The real concession, if any, is the promise to reduce aggregate support in the form of the sum total of current levels of bound AMS rates, de minimis support and Blue Box support. How much of a concession does this involve in the case of the E.U.? In 2000/01, at the end of the Uruguay Round implementation period, the bound AMS support that the E.U. was eligible to provide was Euro 67.2 billion. However, as a result of the reform of its Common Agricultural Policy, the actual support provided in the form of recognised AMS measures amounted to only 43.7 billion euros. Permitted de minimis support, at 5 per cent of the value of production, amounted to 12.2 billion euros. And total Blue Box support in that year amounted to 22.2 billion euros or 9.12 per cent of the value of agricultural production.

Thus, the total value of support, subject to the minimal 20 per cent reduction commitment agreed on so far, which equals the total of bound AMS plus de minimis support and Blue Box support, stood at 101.6 billion euros. The framework agreement requires that, at the minimum, this is brought down to 80 per cent of that level or down to 81.3 billion euros. However, since the actual AMS is less than the bound, commitment level, the level of actual as opposed to bound-AMS based total support stood at only 78.1 billion in 2000/01. Thus, in terms of aggregate commitment provided for in the framework agreement the E.U. does not have to make any change. Change would be required only if negotiations are able to extract more than a 20 per cent commitment.

However, there is a 5 per cent of value of production cap on Blue Box support, which implies that such support in the E.U. would have to be brought down by 10 billion euros from 22.2 billion euros. This reduction is not guaranteed, since the framework agreement provides for the possibility of some flexibility in cases where "a Member has placed an exceptionally large percentage of its trade-distorting support in the Blue Box".

Further, if Blue Box support can be restructured and rendered in the form of Green Box measures, the required reduction could be shifted and added to the Euro 21.8 billion of Green Box support that the E.U. provided in 2000/01. In sum it can get away with no reduction whatsoever to meet its proposed new minimal commitments.
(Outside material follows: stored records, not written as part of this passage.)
PR #451, opened 2016-10-14
dataBrowserOption option to specify path of db file

timbl:
When re-installing a new version of the server, it overwrites the static/databrowser.html file each time if the usr has customized it.   It is preferable to make the location of the file variable in an option.  The option is --dataBrowserPath

A flag option is called  --suppress-data-browser because calling it no-data-browser has some magic effect of interfering with a data-browser flag in the options package.

### DIFF
--- a/bin/lib/options.js
+++ b/bin/lib/options.js
@@ -115,6 +115,7 @@ module.exports = [
     default: '/proxy',
     prompt: true
   },
+
   {
     name: 'file-browser',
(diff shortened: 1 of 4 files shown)


dmitrizagidulin:
Tagging @dan-f or @nicola or @deiu for review.

dan-f:
Sorry! I forgot to "submit" my review comments.

PR #453, opened 2016-10-21
Remove unused n3 dependency

dmitrizagidulin:
Removing unused n3 dependency -- N3 parsing is taken care of by rdflib etc.


dmitrizagidulin:
Tagging @nicola / @deiu / @dan-f for review.

deiu:
We *could* drop it for now, but I have a feeling Tim wants to stream N3 patches through websockets soon.

dan-f:
:+1: for deleting a commented out file and unused dependency. If we want to add that n3 library in the future and use it, I don't see how this would at all get in the way of that.

dmitrizagidulin:
These updates are now part of PR https://github.com/solid/node-solid-server/pull/456. (Closing this one).

Issue #446, opened 2016-10-06
Return the Content-Type of resources in container list data


timbl:
It would be great if, along with the normal LDP container listing data, a solid server returned for each file (or directory) in the container, its MIME type as an RDF type.  
- It allows me to spot which folders should be thought of as slide shows without cheating and looking at the file extensions on the URIs
- It allows a file listing to use appropriate icons, colors, etc
- It allows code which runs recursively over a directory tree can be much faster without having to do a HEAD on each thing

(I suggest that Internet Content Types be mapped onto https: space, possibly https://www.w3.org/ns/mime/image/png and some support for it be made by adding data about the mime types derived from the MIME type XML file at IANA.  An alternative is to use a base URI in iana space which will not be supported with RDF)

dmitrizagidulin:
This is a great idea! Couple of questions:

1. What's the MIME type of a directory?
2. What's the predicate that should be used?
3. Is it important that the object be a URI? (What about returning MIME types as literals?)

timbl:
1. Just return the RDF type of an LDP container
2. rdf:type
3. Yes  I think so ...

The reason that we use an actual RDF class is because we can then use the RDFs tools.   We can add for example the in the ontology that image/png is a rdfs:subClassOf dc:Image 
The type arc is how we say that something is in a category in RDF traditionally.
The UI stack and the solid core already have a type index, so once could immediately use that to put a particular type of file in, like a spreadsheet or a PDF file, and we can use the app/type registry for a user to select how she will deal with a given mime type.

dmitrizagidulin:
Got it, makes sense.

dmitrizagidulin:
Wait, re number 1, isn't that mixing RDF Types and MIME Types? To put it another way, 'LDPResource' isn't a mime type..

timbl:
Because we use rdf:type, and mapping the mime types into RDF types, then one benefit we have is we mix them.

dmitrizagidulin:
Ah, makes sense. :)

timbl:
Ok, so went out on a limb in https://github.com/solid/node-solid-server/pull/456 and decided on an arbitrary mapping for that to map Media Type

image/jpeg

to the class

http://www.w3.org/ns/iana/media-types/image/jpeg#Resource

In a worst case scenario, it would have to make a less-than-10 per cent reduction in total support to meet the requirement set thus far by the framework agreement.

This is not to say no concessions have been made. There are some areas, such as export subsidies to agriculture, where recent WTO rulings had made clear that compromise in the form of a phase out was inevitable. These were areas where the need for revised rules had been conceded. Even there the E.U. managed to extract the promise of parallel concessions in the form of reductions of implicit subsidies on export credits, for example, from the U.S.

In return for these minimal concessions, at the framework stage, the U.S. and the E.U. have managed to obtain significant agricultural and non-agricultural market access commitments in the form of to-be-negotiated, non-linear tariff reductions from the developing countries. India and Brazil have ignored the implications of these likely reductions, because they have unilaterally been reducing their tariffs. But when bound rates are reduced from their current relatively high levels, protection to prevent market disruption would depend on the yet-to-be-elaborated Special Products provision.

When the full implications of these reciprocal market access concessions are analysed fully, the losses that developing countries have suffered may prove substantial relative to the gains assessed relative to the hard positions adopted by the developed countries in Cancun. This would show that even until now the negotiations have not been a cakewalk for the self-designated and much-resented leadership of the developing world. And the process has just begun. Developing countries may have moved one step forward from Cancun, but it is not yet time to celebrate.